Records shown Start Marker

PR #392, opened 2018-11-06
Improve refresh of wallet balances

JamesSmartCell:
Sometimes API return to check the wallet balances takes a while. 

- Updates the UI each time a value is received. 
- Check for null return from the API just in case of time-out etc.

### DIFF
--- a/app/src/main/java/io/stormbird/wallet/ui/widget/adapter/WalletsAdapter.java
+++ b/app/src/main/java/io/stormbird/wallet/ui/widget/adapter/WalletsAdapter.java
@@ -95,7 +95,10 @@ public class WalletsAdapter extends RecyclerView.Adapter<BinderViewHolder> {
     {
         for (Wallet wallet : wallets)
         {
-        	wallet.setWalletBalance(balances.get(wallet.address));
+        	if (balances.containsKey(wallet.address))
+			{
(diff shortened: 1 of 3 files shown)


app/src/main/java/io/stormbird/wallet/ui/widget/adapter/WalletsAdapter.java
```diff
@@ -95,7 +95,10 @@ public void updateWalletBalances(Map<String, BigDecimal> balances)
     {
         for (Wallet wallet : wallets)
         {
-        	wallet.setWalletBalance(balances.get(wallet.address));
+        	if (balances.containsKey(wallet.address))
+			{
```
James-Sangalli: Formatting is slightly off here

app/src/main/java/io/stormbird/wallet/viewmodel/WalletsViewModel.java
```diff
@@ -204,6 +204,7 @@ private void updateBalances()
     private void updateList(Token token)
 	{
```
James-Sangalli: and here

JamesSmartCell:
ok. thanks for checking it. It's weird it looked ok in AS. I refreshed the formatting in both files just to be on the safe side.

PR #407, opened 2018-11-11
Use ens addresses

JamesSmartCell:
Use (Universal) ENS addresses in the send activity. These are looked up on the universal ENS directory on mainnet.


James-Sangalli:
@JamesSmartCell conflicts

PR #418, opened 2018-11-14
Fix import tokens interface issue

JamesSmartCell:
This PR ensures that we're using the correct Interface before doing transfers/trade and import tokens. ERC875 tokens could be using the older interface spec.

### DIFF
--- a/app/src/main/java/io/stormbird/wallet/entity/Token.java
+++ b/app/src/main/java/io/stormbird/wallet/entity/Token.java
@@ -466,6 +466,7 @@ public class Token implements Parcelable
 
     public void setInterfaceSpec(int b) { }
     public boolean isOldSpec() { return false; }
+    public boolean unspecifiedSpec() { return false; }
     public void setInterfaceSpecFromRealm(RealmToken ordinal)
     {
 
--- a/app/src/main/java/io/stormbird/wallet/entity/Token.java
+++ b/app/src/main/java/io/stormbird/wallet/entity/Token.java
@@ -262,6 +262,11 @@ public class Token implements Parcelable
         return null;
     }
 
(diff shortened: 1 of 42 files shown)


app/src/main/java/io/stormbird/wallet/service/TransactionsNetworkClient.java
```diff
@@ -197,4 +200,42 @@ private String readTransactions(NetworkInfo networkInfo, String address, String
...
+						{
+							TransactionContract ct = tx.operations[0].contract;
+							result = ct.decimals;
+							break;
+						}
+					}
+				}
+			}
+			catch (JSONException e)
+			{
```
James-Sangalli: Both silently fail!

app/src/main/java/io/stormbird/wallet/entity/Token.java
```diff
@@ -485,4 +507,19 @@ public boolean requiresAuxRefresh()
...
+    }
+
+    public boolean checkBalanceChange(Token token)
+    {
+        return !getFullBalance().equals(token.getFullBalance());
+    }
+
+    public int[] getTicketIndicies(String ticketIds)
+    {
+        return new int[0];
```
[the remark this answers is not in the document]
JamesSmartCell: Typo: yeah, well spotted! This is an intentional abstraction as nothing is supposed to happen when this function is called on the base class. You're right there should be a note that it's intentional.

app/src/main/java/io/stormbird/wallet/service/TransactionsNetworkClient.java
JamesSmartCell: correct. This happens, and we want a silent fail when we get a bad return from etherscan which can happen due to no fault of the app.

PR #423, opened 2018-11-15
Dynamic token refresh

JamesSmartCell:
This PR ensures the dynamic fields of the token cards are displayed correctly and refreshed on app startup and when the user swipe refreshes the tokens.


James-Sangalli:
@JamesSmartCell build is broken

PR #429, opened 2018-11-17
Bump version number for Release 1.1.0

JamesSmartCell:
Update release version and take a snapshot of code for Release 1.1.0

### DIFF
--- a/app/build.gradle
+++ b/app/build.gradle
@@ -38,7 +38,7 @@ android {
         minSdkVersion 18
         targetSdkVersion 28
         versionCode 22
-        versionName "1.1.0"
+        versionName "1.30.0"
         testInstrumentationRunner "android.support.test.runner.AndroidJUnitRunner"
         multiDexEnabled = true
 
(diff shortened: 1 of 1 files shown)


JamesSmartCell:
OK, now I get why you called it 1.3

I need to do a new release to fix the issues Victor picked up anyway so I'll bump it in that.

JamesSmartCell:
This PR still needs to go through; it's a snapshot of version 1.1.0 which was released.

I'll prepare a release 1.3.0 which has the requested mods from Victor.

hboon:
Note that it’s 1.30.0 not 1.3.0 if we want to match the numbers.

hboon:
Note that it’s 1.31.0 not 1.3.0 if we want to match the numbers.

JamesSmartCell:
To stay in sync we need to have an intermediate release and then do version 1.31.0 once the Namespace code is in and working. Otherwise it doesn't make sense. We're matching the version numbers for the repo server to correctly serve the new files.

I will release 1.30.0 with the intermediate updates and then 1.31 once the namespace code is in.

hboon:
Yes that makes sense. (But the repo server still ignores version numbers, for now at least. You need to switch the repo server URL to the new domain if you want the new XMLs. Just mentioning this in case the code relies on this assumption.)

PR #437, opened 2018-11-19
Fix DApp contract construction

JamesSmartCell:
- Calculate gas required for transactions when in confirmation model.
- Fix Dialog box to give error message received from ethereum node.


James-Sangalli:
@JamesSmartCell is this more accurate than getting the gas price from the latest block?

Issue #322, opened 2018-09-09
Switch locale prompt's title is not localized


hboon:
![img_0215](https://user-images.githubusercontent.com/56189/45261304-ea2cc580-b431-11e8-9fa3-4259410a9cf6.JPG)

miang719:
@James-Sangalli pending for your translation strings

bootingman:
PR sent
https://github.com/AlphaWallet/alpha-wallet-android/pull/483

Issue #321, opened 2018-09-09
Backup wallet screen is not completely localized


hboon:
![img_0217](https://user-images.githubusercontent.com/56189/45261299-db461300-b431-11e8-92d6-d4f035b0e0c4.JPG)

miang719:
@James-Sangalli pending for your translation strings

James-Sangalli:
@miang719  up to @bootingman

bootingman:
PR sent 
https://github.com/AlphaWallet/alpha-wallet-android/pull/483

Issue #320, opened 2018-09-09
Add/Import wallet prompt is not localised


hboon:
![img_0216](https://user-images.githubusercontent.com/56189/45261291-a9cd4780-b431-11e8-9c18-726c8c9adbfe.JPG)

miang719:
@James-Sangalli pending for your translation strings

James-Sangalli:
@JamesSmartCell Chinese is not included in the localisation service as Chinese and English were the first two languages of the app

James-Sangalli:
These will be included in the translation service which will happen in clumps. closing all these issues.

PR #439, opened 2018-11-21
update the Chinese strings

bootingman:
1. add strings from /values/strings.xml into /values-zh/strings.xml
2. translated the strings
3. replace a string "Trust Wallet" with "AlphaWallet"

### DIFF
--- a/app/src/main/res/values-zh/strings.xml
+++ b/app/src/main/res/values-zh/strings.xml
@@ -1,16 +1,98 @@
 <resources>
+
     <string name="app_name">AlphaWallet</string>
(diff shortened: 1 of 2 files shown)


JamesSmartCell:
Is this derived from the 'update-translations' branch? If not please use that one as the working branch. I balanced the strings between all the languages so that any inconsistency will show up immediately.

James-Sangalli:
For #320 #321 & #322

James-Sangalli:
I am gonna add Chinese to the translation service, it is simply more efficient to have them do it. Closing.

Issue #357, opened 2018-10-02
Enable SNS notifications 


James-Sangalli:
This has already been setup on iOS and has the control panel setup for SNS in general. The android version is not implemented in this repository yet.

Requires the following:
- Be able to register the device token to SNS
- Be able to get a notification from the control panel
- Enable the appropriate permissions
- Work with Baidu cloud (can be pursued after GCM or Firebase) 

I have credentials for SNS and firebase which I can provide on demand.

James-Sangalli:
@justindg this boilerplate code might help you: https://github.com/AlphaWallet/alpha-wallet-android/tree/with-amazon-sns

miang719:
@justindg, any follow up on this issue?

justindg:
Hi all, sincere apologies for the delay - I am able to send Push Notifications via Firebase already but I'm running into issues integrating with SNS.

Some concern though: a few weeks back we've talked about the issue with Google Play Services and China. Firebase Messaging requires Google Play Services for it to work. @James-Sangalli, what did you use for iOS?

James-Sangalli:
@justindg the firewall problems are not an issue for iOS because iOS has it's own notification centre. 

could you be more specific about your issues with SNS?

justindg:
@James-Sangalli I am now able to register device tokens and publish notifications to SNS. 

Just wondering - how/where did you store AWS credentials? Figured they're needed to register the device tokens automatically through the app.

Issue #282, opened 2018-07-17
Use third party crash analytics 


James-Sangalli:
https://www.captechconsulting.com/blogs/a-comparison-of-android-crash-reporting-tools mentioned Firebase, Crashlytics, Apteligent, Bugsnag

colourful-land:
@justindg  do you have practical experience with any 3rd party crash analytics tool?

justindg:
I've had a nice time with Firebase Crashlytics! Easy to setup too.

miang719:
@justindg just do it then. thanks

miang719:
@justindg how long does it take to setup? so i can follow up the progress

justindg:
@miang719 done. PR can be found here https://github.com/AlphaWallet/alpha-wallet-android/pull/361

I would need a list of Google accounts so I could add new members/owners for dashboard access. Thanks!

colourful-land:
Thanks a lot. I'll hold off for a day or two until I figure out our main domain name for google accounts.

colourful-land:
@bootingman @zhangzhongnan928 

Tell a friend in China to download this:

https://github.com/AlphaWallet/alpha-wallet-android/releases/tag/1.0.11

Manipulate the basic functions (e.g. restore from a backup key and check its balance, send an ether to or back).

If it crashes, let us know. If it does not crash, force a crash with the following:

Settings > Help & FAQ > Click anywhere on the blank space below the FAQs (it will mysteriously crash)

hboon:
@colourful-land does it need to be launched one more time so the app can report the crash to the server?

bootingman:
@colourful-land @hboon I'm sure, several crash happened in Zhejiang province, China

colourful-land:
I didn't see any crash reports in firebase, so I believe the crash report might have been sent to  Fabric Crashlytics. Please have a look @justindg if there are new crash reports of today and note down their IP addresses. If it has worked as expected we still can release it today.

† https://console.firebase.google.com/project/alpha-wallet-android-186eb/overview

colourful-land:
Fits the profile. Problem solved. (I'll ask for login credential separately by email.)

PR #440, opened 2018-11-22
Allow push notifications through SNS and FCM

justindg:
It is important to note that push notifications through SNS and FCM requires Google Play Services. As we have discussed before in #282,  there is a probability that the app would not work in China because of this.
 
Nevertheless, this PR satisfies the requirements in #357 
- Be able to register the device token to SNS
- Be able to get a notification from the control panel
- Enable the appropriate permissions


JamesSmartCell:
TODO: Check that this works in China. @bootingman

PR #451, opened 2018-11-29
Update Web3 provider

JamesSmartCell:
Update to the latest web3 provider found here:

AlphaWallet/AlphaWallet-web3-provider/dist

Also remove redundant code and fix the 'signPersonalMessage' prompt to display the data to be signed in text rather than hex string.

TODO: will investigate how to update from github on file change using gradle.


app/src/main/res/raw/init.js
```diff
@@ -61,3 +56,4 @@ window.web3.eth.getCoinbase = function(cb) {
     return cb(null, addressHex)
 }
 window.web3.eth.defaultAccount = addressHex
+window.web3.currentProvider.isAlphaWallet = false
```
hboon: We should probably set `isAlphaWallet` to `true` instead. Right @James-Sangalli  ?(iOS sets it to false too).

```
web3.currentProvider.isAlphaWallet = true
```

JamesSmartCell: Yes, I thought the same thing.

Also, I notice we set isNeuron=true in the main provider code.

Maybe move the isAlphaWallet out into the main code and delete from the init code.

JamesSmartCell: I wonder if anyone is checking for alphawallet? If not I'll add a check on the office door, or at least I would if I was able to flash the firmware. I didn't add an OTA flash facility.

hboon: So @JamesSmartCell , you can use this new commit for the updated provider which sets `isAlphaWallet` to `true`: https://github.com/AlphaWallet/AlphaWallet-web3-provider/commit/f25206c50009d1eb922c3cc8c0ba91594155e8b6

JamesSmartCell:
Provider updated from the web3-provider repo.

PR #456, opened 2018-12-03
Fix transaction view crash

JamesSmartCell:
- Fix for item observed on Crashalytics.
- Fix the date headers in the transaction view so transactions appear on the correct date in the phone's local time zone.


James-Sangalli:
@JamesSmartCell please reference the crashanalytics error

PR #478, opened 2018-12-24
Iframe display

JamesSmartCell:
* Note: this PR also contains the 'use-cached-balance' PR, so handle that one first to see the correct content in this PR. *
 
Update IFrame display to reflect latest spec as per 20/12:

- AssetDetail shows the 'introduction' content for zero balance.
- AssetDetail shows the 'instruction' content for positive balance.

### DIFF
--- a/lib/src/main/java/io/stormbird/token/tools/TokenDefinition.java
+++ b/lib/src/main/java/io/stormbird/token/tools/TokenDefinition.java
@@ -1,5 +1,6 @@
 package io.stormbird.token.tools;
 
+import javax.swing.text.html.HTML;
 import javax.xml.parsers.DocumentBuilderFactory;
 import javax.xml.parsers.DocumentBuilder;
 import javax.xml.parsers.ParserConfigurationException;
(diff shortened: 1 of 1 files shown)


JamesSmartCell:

Records shown End Marker

#### Task details:
Working from the material above, retype exactly the lines from the one with "Thanks a lot." through the one with "Manipulate the basic", both included, and only those lines.

#### Result for this task:
Thanks a lot. I'll hold off for a day or two until I figure out our main domain name for google accounts.

colourful-land:
@bootingman @zhangzhongnan928 

Tell a friend in China to download this:

https://github.com/AlphaWallet/alpha-wallet-android/releases/tag/1.0.11

Manipulate the basic functions (e.g. restore from a backup key and check its balance, send an ether to or back).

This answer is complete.